Beware of Brainstorming

How often in business have you heard the clarion call ‘let’s have a brainstorm!’?

Whenever there is a project, an opportunity or – more likely-  a crisis, these are the words bosses use to stimulate action. Words that signal the boss has decided she cannot, or chooses not to, solve the problem herself. Words that also reveal that she’s not sure how to get others started!

One definition proclaims brainstorming to be a spontaneous group discussion to produce ideas and ways of solving problems. But the traditional English usage of the word is very different: a moment in which one is suddenly unable to think clearly or act sensibly. Example: “We can only assume that the train driver had a brainstorm and forgot to apply the brakes.’

Which is closer to the brainstorming experiences you have had?

The reality is that the business brainstorm usually gathers a group of people who are unprepared and in some cases unwilling to participate. The unpreparedness is significant because it means that most brainstorming sessions simply gather existing knowledge. Along with that knowledge comes a bundle of negativity borne of experience: “We tried that five years ago and failed.”

One hour later you have exhausted the knowledge and interest of the group, and have tabled little that will help to address the problem.

I have no issue with the idea of gathering a group to solve a problem. Endeavour is a collective activity; business is driven by human interaction; and two heads are surely better than one. But what we are talking about needs more thoughtful preparation, or the chemistry will simply not work.

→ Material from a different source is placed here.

PR #5460, opened 2022-11-10
Fix crash double `root to base node`

### LINKED ISSUE #5141: Double "Convert Root to Base Node(s)" makes Webots crash in Tiago++
**Steps to Reproduce**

Brainstorming requires that you generate an air of freshness around the exercise. Choose participants not for their technical knowledge or the fact that they are ‘responsible’ for a situation. Add other people who, by their attitude, are likely to contribute new ideas. Who, because they aren’t ‘implicated’ in a situation, are likely to be objective.

Choose a location that opens up possibilities. Take the group outside, or into your banking hall or to a busy cafe. Natural vistas, customer behaviours and people watching all trigger new perspectives. Rarely does a great idea come from a windowless meeting room.

Create safety. Better still create a sense of fun. Remember Einstein’s dictum: ‘ Creativity is intelligence having fun.’ And encourage your people to challenge norms without risk of retribution. This is much harder than it sounds, and certainly not something a boss can easily mandate. But if the sacred cows are not put away in the barn, they will end up pulling the cart.